Диана вернулась в свою кровать и демонстративно повернулась ко мне спиной. Я чувствовал себя прескверно, понимая, что она права: в последнее время я и вправду часто оставлял ее одну – но даже угрызения совести были не в силах возобладать над тягостной, настойчивой, неукротимой тоской по дружбе.
Вольф пригласил меня к себе домой и показал фотографию своей матери – черно-белый снимок, с которого на нас смотрела молодая красивая женщина с длинными светлыми волосами, спадавшими ей почти до пояса. Она покончила с собой, когда Вольфу было пять лет, – легла на кровать и от запястий до локтей вскрыла себе вены теми же ножницами, которыми перед этим отрезала себе волосы. Вольф сидел рядом, усыпанный ворохом светлых кудрей, и неподвижно смотрел на то, как жизнь его матери утекает, впитываясь в грязную простыню.
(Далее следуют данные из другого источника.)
PR #1625, opened 2023-12-03
Created the layout for bugs on the new home page.

errorassassin:
Towards #1617. 
The new home page is populated with dummy bugs which looks like this:
image


DonnieBLT (approved):
Nice work 🏆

Бывали моменты, иногда не дольше секунды, когда я видел – или думал, что видел, – как в глазах Вольфа встают воспоминания о том дне, и тогда его и без того замутненный взгляд окончательно угасал, и никто не мог пробиться сквозь эту завесу. Учителя считали, что их слова не достигают его ушей из-за невнимательности, но настоящую причину мог заметить только я, потому что сидел с ним рядом. Однажды я спросил его, скучает ли он по своей умершей матери так же, как я по своему отцу, – это был вопрос, заданный на самом деле лишь для того, чтобы время от времени воскрешать в его памяти свою ложь.
– Она не умерла, – ответил Вольф, положив руку мне на плечо, будто разъясняя очевидную истину малому ребенку. – Она всего лишь прилегла уснуть. Когда она проснется, я отдам ей обратно ее волосы.